1. Smart ingestion and retrieval of personal knowledge across applications

A truly advanced AI personal assistant should know and store securely all of your location history. History and transcriptions (if applicable) of phone calls and conference calls. All of your instant messages across SMS, WhatsApp, iMessage, Signal, IRC, etc. All your usernames and social graph on different platforms. Historical emails, list of contacts, calendar events. Old photos, both from your phone as well from other media, face recognition (if applicable) to understand whom was with you. What music were you listening to, both directly (like a Spotify) as well as indirectly (like an always-on shazam).

Challenges for personal AI

Google, Meta, and/or Apple probably already have this information, maybe on you device, maybe on their cloud. Try not to add companies to this list, but to reduce it.

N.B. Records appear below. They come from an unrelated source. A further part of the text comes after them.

PR #2244, opened 2021-10-04
Enable custom schema sorting

forteddyt:
Typically, this would be done by DocumentFilters, but since the schemas are sorted after filters are applied, it's impossible to do this. Commit 224a0843bf5faa180ebd9a93d05e35f53c76a5ee moved the schema sorting to after filter application.

This PR adds a new SchemaComparer SwaggerGeneratorOptions property that will handle last-mile schema sorting.

### DIFF
--- a/src/Swashbuckle.AspNetCore.SwaggerGen/DependencyInjection/SwaggerGenOptionsExtensions.cs
+++ b/src/Swashbuckle.AspNetCore.SwaggerGen/DependencyInjection/SwaggerGenOptionsExtensions.cs
@@ -106,6 +106,18 @@ namespace Microsoft.Extensions.DependencyInjection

2. Zero trust edge device network and compute security

On top of the currently existing firewall solutions, we need a network security solution that adds “weight” to expensive computation and networking. If your phone is sending gigabytes of information out, what created that outflow of information? Was it an app installed recently, or just access to wifi and high enough battery level that triggered a backup of a lot of photos you took while hiking through the day? If the CPU is hitting almost 100% usage, is it because of a 3D experience you launched, or because some rogue application is mining cryptocurrency on behalf of a foreign hacker?

3. Cross-platform user validation

A certain John messages you on Discord. You never talked before, but he claims to be John, a colleague of yours from a previous job. Is that true? Answering this question, from the side of the platforms, is an NxM problem: all platforms would need to integrate with all other platforms in order to really fix this issue. We need some sort of universal protocol to achieve it, like what Keybase used to do, but not corporate-owned. I’m excited to see if AT Protocol gets to achieve this (and more).

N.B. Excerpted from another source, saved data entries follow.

PR #2252, opened 2021-10-18
Check if custom mapping has base class

### LINKED ISSUE #2250: MapType should check for inheritance
The `MapType` extension method should check for inheritance of the type. This way you could reduce configuration.

Instead of:
```cs
options.MapType<Cat>(() => new OpenApiSchema { Type = "string", Format = "uuid" });
options.MapType<Dog>(() => new OpenApiSchema { Type = "string", Format = "uuid" });
// ...
options.MapType<Zebra>(() => new OpenApiSchema { Type = "string", Format = "uuid" });
```

the configuration could be just:
```cs
options.MapType<Animal>(() => new OpenApiSchema { Type = "string", Format = "uuid" });
```

If the classes `Cat`, `Dog`, ..., `Zebra` all inherited from the class `Animal`.

vanillajonathan:
This adds a check to see if the type has a base class which is inserted as custom type to map to.
This allows to map a base class and apply the mapping  to all the classes that inherit from that base class.

Closes #2250


domaindrivendev:
See https://github.com/domaindrivendev/Swashbuckle.AspNetCore/issues/2250#issuecomment-1014812122

vanillajonathan:
😭️

PR #2259, opened 2021-10-25
Add support for generating schema from route constraints

captainsafia:


domaindrivendev:
@captainsafia - historically, I've tried to keep the Schema generator decoupled from ApiExplorer types and AspNetCore in general, because at that point they felt like separate concerns. So, when first seeing this PR I wasn't mad about adding `ApiParameterRouteInfo` to the interface signature.

But, over time it's become clear that the schema's can (and should) be dictated by many framework features (incl. route constraints) not just POC type definitions and attributes. With AspNetCore evolving, and my own increased understanding of Swashbuckle's problem space, it would be ideal to re-write many of it's underlying abstractions. But, who has time for that right 😉?

So, in lieue of that, I think this PR makese perfect sense and I'd be good to merge. It's currently in draft - are you good for me to merge?

captainsafia:
> So, in lieue of that, I think this PR makese perfect sense and I'd be good to merge. It's currently in draft - are you good for me to merge?

For this change to work end-to-end, users will need to be on a 7.0-preview1 build to consume the changes introduced in https://github.com/dotnet/aspnetcore/pull/37470.

The changes here are backwards-compatible with the previous version where the ApiExplorer didn't properly populate the `RouteInfo` property.

So, yes it's good to merge if you're comfortable that this is will only work on .NET 7 and above.

> But, over time it's become clear that the schema's can (and should) be dictated by many framework features (incl. route constraints) not just POC type definitions and attributes. With AspNetCore evolving, and my own increased understanding of Swashbuckle's problem space, it would be ideal to re-write many of it's underlying abstractions.

We're in a similar space at the moment with exploring some of the gaps in the API Explorer implementation. At the moment, it's look like we'll be relying heavily on EndpointMetadata to annotate a lot of things with our type implementations, but we'll see how things unfold come implementation time. 😅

4. Tools for POSSE and universal aggregation

POSSE is an abbreviation for Publish (on your) Own Site, Syndicate Elsewhere. Universal aggregation, if truly well done, would mean that all the data on platforms that you visit gets first downloaded on a personal “data cargo port”, and displayed to you by your algorithm of choice, not someone else’s.

POSSE diagram

This practice, enabled by the upcoming onslaught of extreme personalization of the computing experience, will greatly reduce the weight and power of companies that need control over your experience in order to push ads in front of you (Google, Meta, X/Twitter). It’s going to be hard for them to prevent it: as soon as data leaves their servers, there is little recourse they have to control where does it end up.

Your algorithm could also take as input “gossip” communicated through a P2P network, filtered by some low-cost neural network of your interests, with information from your peers and what they have been up to (see also Subjective Multidimensional Opinions).

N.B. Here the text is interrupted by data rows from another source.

Issue #2243, opened 2021-10-04
[BUG] Wrong parameter with odata functions


mferraricloudsurfers:
Using Swashbuckle.AspNetCore.Annotations **v6.2.2** odata function parameters are truncated like this example:

![image](https://user-images.githubusercontent.com/38034428/135851850-f9c9053d-2f2a-4c31-bbe2-c00ba06348f3.png)

with version 6.2.1 works correctly

![image](https://user-images.githubusercontent.com/38034428/135852010-8e564e7f-ef79-4daf-a22f-6a064975f5d3.png)

domaindrivendev:
Closing in favor of #2310

PR #2263, opened 2021-10-29
fix: constraints from route parameters in path

camillo-toselli:
Fix for [BUG] Wrong parameter with odata functions #2243


domaindrivendev:
Closing in favor of #2310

5. Basic cross-application essential LLM/AI/ML tooling

A very fast on-device LLM with great tool use and grammar skills, a very powerful thinking model, a standardized “anonymization” function by an LLM that smudges data in a reversible way, so data can be provided to external public LLMs and the results turned back to you (so one can ask some Gemini for example: “Please summarize this conversation with MariaSilvia”, replacing all PII with aliases that can be reverted). Audio tools, like live transcription, dictation, conversation turn detection, and diarization, and embedding models that run locally.

6. Cognitive graphs of thought

Richard Feynman got his Nobel prize for the invention of a new way of expressing interactions between particles. In our time, there are two things that escape easily understandable reproductions of complex systems: one is Game Theory, the other is Machine Interpretability. Anthropic’s Golden Gate paper is one of the best pieces of work on this subject, but we’re pretty early! And in game theory or systems thinking, there just isn’t much. Causal loop diagrams, or stock and flows are the closest thing, but they can only represent a limited set of interactions of complex systems. In game theory, the famous reward tables is the most advanced visualization of simple games we have.

With the advent of AI, maybe we can finally create some ontology expressed in OWL or a Scheme-like description that can be used to “speak the same language” and detect flaws in our reasoning. In this regard, OpenCog looks promising, but we still don’t have a way to visualize or create and query graphs of thoughts.

7. Reality oracles from the ground up

Local networks of sensors, antennas, redistribution of data, citizen journalism and tighter inter-personal bonds are necessary for a democratic society. Particularly, local populations have been dangerously weakened against their governments by modern business practices. Things like alpr.watch would improve the situation.

Afterword

Having outsourced all our compute to the cloud generated massive societal power for the owners of those datacenters, the new Feudal lords. The advent of generative software in the hands of everyone poses a unique opportunity for societies to reclaim their power. Stop using apps with algorithmic feeds. Start running your own servers!